DESPITE our repeated plea and penning about the issue – the much controversial Digital Security Bill-2018 was placed in the Parliament on Monday night by Telecom and ICT Minister. The proposed law was then sent to the Parliamentary Standing Committee on the Ministry concerned for scrutinizing. The committee is expected to submit a report on the Bill in about four week’s time.
Not surprisingly, the Bill is placed exactly a week after the Indian Prime Minister’s order to withdraw of rules to punish journalists for distributing fake news in India. However, given the abundance of writings, analysis and risk factors provided by numerous scholars, law experts and journalists, in reality, there is hardly any point left of the controversial Bill which is in need of careful scrutiny. Even the growing concern of locally stationed diplomats was not taken into serious consideration.
Most importantly, the government on several occasions said Section 57 of the ICT Act would be removed that deals with defamation, hurting religious sentiments, causing deterioration of law and order and instigating against any person or organisation through publishing or transmitting any material in websites or in electronic form. They were not removed from the proposed Draft Law.
However, the ball to get the bill passed is now in the court of the Parliamentary Standing Committee, and we can only hope the standing committee to apply the best of its senses and logic to amend the controversial sections. In fact, the standing committee can also take helpful advice while scrutinising it by incorporating all stakeholders.
Our point is, we all agree that the law should be carefully framed so that privacy of critical and sensitive data is properly maintained without jeopardizing the freedom of expression.
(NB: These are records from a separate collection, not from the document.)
PR #334, opened 2025-06-21
refactor: consolidate MCP client initialization logic

tzolov:
- Move session setup, completion, and error callbacks into doInitialize method
- Rename variables in McpClientSession for better clarity (sink -> responseSink/resultSink)

### DIFF
--- a/mcp/src/main/java/io/modelcontextprotocol/client/McpAsyncClient.java
+++ b/mcp/src/main/java/io/modelcontextprotocol/client/McpAsyncClient.java
@@ -387,7 +387,12 @@ public class McpAsyncClient {
 		return withSession("by explicit API call", init -> Mono.just(init.get()));
 	}
 
-	private Mono<McpSchema.InitializeResult> doInitialize(McpClientSession mcpClientSession) {
+	private Mono<McpSchema.InitializeResult> doInitialize(Initialization initializaiton) {
+
+		initializaiton.setMcpClientSession(this.sessionSupplier.get());
+
+		McpClientSession mcpClientSession = initializaiton.mcpSession();
+
 		String latestVersion = this.protocolVersions.get(this.protocolVersions.size() - 1);
 
 		McpSchema.InitializeRequest initializeRequest = new McpSchema.InitializeRequest(// @formatter:off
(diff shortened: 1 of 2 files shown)


mcp/src/main/java/io/modelcontextprotocol/spec/McpClientSession.java
```diff
@@ -229,27 +229,27 @@ private String generateRequestId() {
 	public <T> Mono<T> sendRequest(String method, Object requestParams, TypeReference<T> typeRef) {
 		String requestId = this.generateRequestId();
 
-		return Mono.deferContextual(ctx -> Mono.<McpSchema.JSONRPCResponse>create(sink -> {
+		return Mono.deferContextual(ctx -> Mono.<McpSchema.JSONRPCResponse>create(responseSink -> {
```
chemicL, line 232: `responseSink` vs `resultSink` still feel quite similar. I have a different proposal.
Sink from `Mono.create` shall be called `pendingResponseSink`.
Sink for `handle` operator shall be called `deliveredResponseSink`.
WDYT?

mcp/src/main/java/io/modelcontextprotocol/client/McpAsyncClient.java
```diff
@@ -387,7 +387,12 @@ public Mono<McpSchema.InitializeResult> initialize() {
 		return withSession("by explicit API call", init -> Mono.just(init.get()));
 	}
 
-	private Mono<McpSchema.InitializeResult> doInitialize(McpClientSession mcpClientSession) {
+	private Mono<McpSchema.InitializeResult> doInitialize(Initialization initializaiton) {
```
chemicL, line 390: Typo in "initializaiton" -> should be `initialization`.

chemicL (changes requested):
Nice improvement, thanks. Left suggestions.

mcp/src/main/java/io/modelcontextprotocol/spec/McpClientSession.java
tzolov: I like it

tzolov:
Addressed review comments, rebased and merged at be719f53d80d5e813521432a34e5db0e974043fa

In justifying the draft DSA the new ICT Minister has reminded us that journalists have ‘conditional freedom’ and ‘violating privacy is unacceptable’ – two more obscure terms.
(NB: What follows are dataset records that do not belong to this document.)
PR #337, opened 2025-06-24
feat: implement Streamable HTTP transport and refactor SSE transport to reactive streams

tzolov:
This change improves the transport layer with reactive patterns and adds support for the latest MCP specification while maintaining backward compatibility with existing SSE transport.

- Add HttpClientStreamableHttpTransport implementing 2025-03-26 MCP Streamable HTTP spec
- Add ResponseSubscribers utility for handling SSE and JSON HTTP responses
- Refactor HttpClientSseClientTransport to use reactive streams instead of CompletableFuture
  - Replace FlowSseClient with direct reactive stream handling
  - Use Disposable-based connection management instead of CountDownLatch
  - Replace message endpoint discovery with Sinks.One approach
- Add resiliency tests using Toxiproxy for network failure scenarios
- Minor type safety improvements in StdioClientTransport and DefaultMcpTransportStream

### DIFF
--- a/mcp/src/main/java/io/modelcontextprotocol/client/transport/HttpClientStreamableHttpTransport.java
+++ b/mcp/src/main/java/io/modelcontextprotocol/client/transport/HttpClientStreamableHttpTransport.java
@@ -1,0 +1,668 @@
+/*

While there is little to dispute the fact that no freedom can be unrestrained, we should once more remind that such restraints should be clear, logical and proportionate, which the provisions of the DSA greatly deviate from, and urge the standing committee that the laws in proposed Act should be considered from a constitutional and international law standpoint, otherwise it would only get passed as a ‘Digital Insecurity Act’ to suppress freedom of speech in Bangladesh.